背の高い彼しか、人があまりいない場所を見つけられないせいかもしれなくて。
手を繋いでいるから、彼とはぐれることはないけど。
でも、少しでも遅れてしまったら。
わたしたちの間には、人が入ってくる。
そうすれば必ず、手は離れそうになって。
そのたびに、彼が気づいて、引き寄せてくれる。
げたは歩きにくいから。
浴衣も、動きづらいから。
いつも、今度はやめようって、思うのに。
彼の嬉しそうな笑みを、見たいから。
着てしまって。
そしてたぶん、今日も。
家に帰って、わたしは思うんだろうな…。
小さく、息を吐く。
その間にも、歩みは止まることはなくて。
わたしは必死に、ついていく。
手は繋がっているのに。
目の前に、彼はいてくれているのに。
ひとりだと思ってしまうのも、毎回のこと。
きゅっと、強く握って。
わたしがここにいることを、彼に届けてみる。
彼がここにいることを、確認してみる。
見上げれば、星は瞬いていて。
歩道は人がいっぱいで。
両脇には、屋台がたくさん、並んでいて。
彼も、そばにいてくれる。
それでも。
やっぱり、不安。
思っていたら。
「あった」
そう、小さく届けられる。
周りのざわめきにかき消されて。
それは本当に、微かな声だったけれど。
彼の声だと、わかったし。
言っていることも、わかった。
でも。
「何が?」
そう聞いたのに、彼は歩みを止めずにいて。
わたしは常に、引っ張られて。
でも。
それは、少し外れた場所で、終わりを告げた。
「珪くん?」
「ちょっと、待っててくれ」
こくんと頷けば、彼は離れていって。
わたしは一人で、そこにたたずむ。
人の流れは、あるけれど。
本流から少し離れたからか、あまりなくて。
わたしのように、立っている人ばかり。
それを眺めてから、わたしは小さく、息を吐いた。
夜だから。
……かもしれない。
考えて、空を仰ぐ。
星は綺麗で。
時々、瞬いて。
小さな悩みって、そう思えるけど。
でも、地上に目を向ければ、やっぱり不安で。
彼が行ってしまった方を見て、眉尻を下げる。
まだかな?
ちょっとって、どれくらい?
受け取ってくれる相手がいないから、投げられるはずもなくて。
その問いは、わたしの中で燻って。
そして。
「悪い」
その言葉と共に帰ってきた彼の姿に、消えた。
緩く首を振って。
彼が目の前にやってくるのを、見て。
「何買ってきたの?」
手に持たれていた紙袋に、わたしは首を傾げる。
明らかに、今、どこかで買ってきたもの。
「昼間、ここ通って。
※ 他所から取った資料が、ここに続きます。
PR #111, opened 2022-08-30
Add some Timeseries helpers for various calculations.

mikelehen:
Adds some methods to Timeseries for helpful calculations, most notably:
* computeDeltas() - Calculates the deltas between data points (e.g. to turn cumulative cases into daily new cases).
* windowed() - Windowing function that helps with aggregating data (e.g. for rolling average).
* rollingAverage() - Calculates the rolling average timeseries from a timeseries.

Note that:
1. I'm not 100% sure how much of this kind of logic we want to build into Timeseries.  At some point you should probably spin up `python` and `pandas` and build a "data pipeline" if you're doing a lot of computation.  But at the same time, it does seem like it's often handy to do basic transformations in the frontend.  So we'll see how this evolves.
2. The implementations and options provided are kinda' opinionated based on what I think we might want / need, but I'm not super confident so these may evolve over time.
3. I was torn about creating these as standalone functions (`rollingAverage(timeseries)`) vs methods (`timeseries.rollingAverage()`).  The latter is a lot more handy to use, so that's what I did, but it does potentially bloat the Timeseries class with code we might not need for every project.  So if it gets too bloated, we might want to refactor.
4. computeDeltas() and rollingAverage() only really make sense if the timeseries contains numbers, but you could technically call them on a `Timeseries<string>` or whatever.  This is a slight wart by putting them directly on the `Timeseries` class, but I think it's okay.

Part of solving #89.


packages/metrics/src/Timeseries/Timeseries.ts
```diff
@@ -158,6 +174,29 @@ export class Timeseries<T = unknown> {
     return new Timeseries(this.points.filter(({ value }) => filterFn(value)));
   }
 
+  /**
```
mikelehen, line 177: Added this map() function to help a bit with implementing the other helpers.

packages/metrics/src/Timeseries/Timeseries.ts
```diff
@@ -167,12 +206,14 @@ export class Timeseries<T = unknown> {
...
-      this.points.map((p) => ({
-        date: p.date,
-        value: mapFn(p.value),
-      }))
-    );
+    return this.map((p) => ({
+      date: p.date,
+      value: mapFn(p.value),
+    }));
+  }
```
mikelehen, line 213: Refactored this to use the new map() method.

packages/metrics/src/Timeseries/Timeseries.ts
```diff
@@ -167,12 +206,14 @@ export class Timeseries<T = unknown> {
...
+
+  slice(start: number, end?: number): Timeseries<T> {
+    return new Timeseries(this.points.slice(start, end));
```
mikelehen, line 229: Mostly added this slice() method to make the window tests easier to write.

packages/metrics/src/Timeseries/Timeseries.ts
```diff
@@ -270,6 +311,17 @@ export class Timeseries<T = unknown> {
...
+  /**
+   * The first value in the timeseries, or undefined if the timeseries is
+   * empty.
+   *
+   * You can use {@link Timeseries.hasData} to guard against the timeseries
+   * being empty and ensure this can't return undefined.
+   */
+  get firstValue(): T | undefined {
+    return first(this.points)?.value;
+  }
```
mikelehen, line 336: Added firstValue / lastValue to clean up some examples / tests.

packages/metrics/src/Timeseries/Timeseries.ts
```diff
@@ -281,14 +333,25 @@ export class Timeseries<T = unknown> {
...
+
   /**
    * The minimum (earliest) date in the timeseries.
    *
    * You can use {@link Timeseries.hasData} to guard against the timeseries
    * being empty and ensure this can't return undefined.
    */
   get minDate(): Date | undefined {
-    return minBy(this.points, (p) => p.date)?.date;
+    return this.points[0]?.date;
```
mikelehen, line 367: Because we sort the timeseries in the constructor, we can just use the first / last dates as the min / max date.

packages/metrics/src/Timeseries/Timeseries.ts
```diff
@@ -321,6 +384,15 @@ export class Timeseries<T = unknown> {
...
   }
 
+  /**
+   * Returns the sum of all numeric values in the timeseries.
+   */
+  get sum(): number {
+    return sumBy(this.points, (p) =>
+      typeof p.value === "number" ? p.value : 0
+    );
+  }
```
mikelehen, line 407: This was handy for implementing rolling average.

packages/metrics/src/Timeseries/Timeseries.test.ts
```diff
@@ -198,7 +198,7 @@ describe("Timeseries", () => {
       expect(
         new Timeseries([
           { date: new Date("2021-02-03"), value },
-        ]).assertBoolean().last?.value
+        ]).assertBoolean().lastValue
```
mikelehen, line 201: Added `lastValue` and `firstValue` helpers for convenience.

packages/metrics/src/Timeseries/timeseries_utils.ts
```diff
@@ -1,78 +1,4 @@
-import findLastIndex from "lodash/findLastIndex";
-
-import { assert } from "@actnowcoalition/assert";
-
-import { Timeseries, TimeseriesPoint } from "./Timeseries";
-
-/**
```
mikelehen, line 7: This was an old `rollingAverage()` implementation that only worked on timeseries without gaps.  The new version is more flexible so I'm deleting this one.

packages/metrics/src/Timeseries/Timeseries.ts
smcclure17: should we add a description/documentation for this method here?

smcclure17 (approved):
This looks great to me!! 🙌 

> computeDeltas() and rollingAverage() only really make sense if the timeseries contains numbers, but you could technically call them on a Timeseries<string> or whatever.

Would it make sense to call `assertFiniteNumbers()` in those methods to make it explicit that these only work for `Timeseries<number>`?  I'm not sure if that would add complexity, or if it has any real benefit considering it will (I think) fail anyway if they are called on a `Timeseries<string>`

packages/metrics/src/Timeseries/Timeseries.ts
mikelehen: Ooops, yes! Thanks for catching / flaging.

mikelehen:
> Would it make sense to call assertFiniteNumbers() in those methods to make it explicit that these only work for Timeseries<number>? I'm not sure if that would add complexity, or if it has any real benefit considering it will (I think) fail anyway if they are called on a Timeseries<string>

It looks like I was doing that (`.removeNils().assertFiniteNumbers()`) in `computeDeltas()` but not `rollingAverage()`.  I think was feeling hesitant to do it because I am a bit worried about the wasted performance of calling those over and over.  But I think it is better / cleaner so I went ahead and did it.  I may look into making `Timeseries` "remember" if those methods have already been called and turning subsequent ones into no-ops, so I can stop worrying about the performance impact.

で…、並べてたから」
「覚えてたの?」
頷かれて。
同時に、短い肯定の言葉も返って。
出されたのは、バレッタ。
きらきらと光るのは、ガラスの飾りで。
「…これ……」
「手作りだって」
「本当?」
「ああ。聞いた。屋台の人に」
差し出されたから受け取って。
じっと見ていれば。
彼は後ろへと回り込んで。
そして、わたしの髪に触れる。
束ねていたものを取って。
わたしに手渡してくれて。
代わりに、今彼が買ってきてくれたものが、収まって。
「…ありがとう」
「べつにいい。見た瞬間に、おまえにって、思ってたから」
目が合って。
微笑めば、微笑ってくれる。
不安は全然なくて。
手を繋がなくても、あたたかくて。
それでも。
差し出された手を、わたしはしっかりと、握った。

END

 


お祭りの話は、ちょこちょこ書いてるので。
ちょっと難しかったです。
そんなわけで、花火のないお祭り。

誰でも手軽に出来る「10ノお題」』さまからお借りいたしました。
七つ目は、夜祭。
web拍手に置いてました。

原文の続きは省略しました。